Work to be completed: Print the listing below from its opening line through the line holding "in your code.", both ends included.

=== Data to process ===

PR #21, opened 2024-10-15
Prompt utils

harry-humanloop:
- Add `humanloop.prompts.populate_template`

image

### DIFF
--- a/pyproject.toml
+++ b/pyproject.toml
@@ -1,6 +1,6 @@
 [tool.poetry]
 name = "humanloop"
-version = "0.8.6b3"
+version = "0.8.6"
 description = ""
 readme = "README.md"
 authors = []
--- a/src/humanloop/eval_utils.py
+++ b/src/humanloop/eval_utils.py
@@ -7,6 +7,7 @@ where you are managing the runtime of your application in your code.
 Functions in this module should be accessed via the Humanloop client. They should
 not be called directly.
 """
+
 import logging
 from datetime import datetime
 from functools import partial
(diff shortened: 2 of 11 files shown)


pyproject.toml
```diff
@@ -1,6 +1,6 @@
 [tool.poetry]
 name = "humanloop"
-version = "0.8.6b3"
```
peadaroh, line 3: @harry-humanloop was this intentional?

src/humanloop/eval_utils.py
```diff
@@ -208,29 +214,29 @@ def _run_eval(
...
-        
+
     elif type_ == "prompt":
         try:
             _ = Prompt.parse_obj(version)
         except ValidationError as error_:
             logger.error(msg=f"Invalid Prompt `version` in your `file` request. \n\nValidation error: \n)")
             raise error_
         hl_file = client.prompts.upsert(**file_dict)
-
```
peadaroh, line 219: Are these ruff changes?

pyproject.toml
harry-humanloop: not really; this was from the first commit in this PR, by fern-bot, which i suspect comes from `fern generate`

(https://github.com/humanloop/humanloop-python/pull/21/commits/77b76f7dcd91cec808fdb6b7c4ae59cc3eac7799)

src/humanloop/eval_utils.py
harry-humanloop: all are ruff, apart from https://github.com/humanloop/humanloop-python/pull/21/commits/deefc8b45d89b9b0de7ef41a9659881d460770fc

PR #27, opened 2024-11-06
Eval runs

harry-humanloop:
Update eval utils to create run and pass run_id in log call.

Ignore the first commit by fernbot when reviewing


src/humanloop/requests/version_specification.py
```diff
@@ -0,0 +1,37 @@
+# This file was auto-generated by Fern from our API Definition.
+
+import typing_extensions
+import typing_extensions
```
peadaroh, line 4: Check where this is used

peadaroh (approved):
LGTM - just check the use of that legacy stuff

src/humanloop/requests/version_specification.py
harry-humanloop: no longer in SDK now with updated openapi spec

harry-humanloop:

===

Expected answer:
PR #21, opened 2024-10-15
Prompt utils

harry-humanloop:
- Add `humanloop.prompts.populate_template`

image

### DIFF
--- a/pyproject.toml
+++ b/pyproject.toml
@@ -1,6 +1,6 @@
 [tool.poetry]
 name = "humanloop"
-version = "0.8.6b3"
+version = "0.8.6"
 description = ""
 readme = "README.md"
 authors = []
--- a/src/humanloop/eval_utils.py
+++ b/src/humanloop/eval_utils.py
@@ -7,6 +7,7 @@ where you are managing the runtime of your application in your code.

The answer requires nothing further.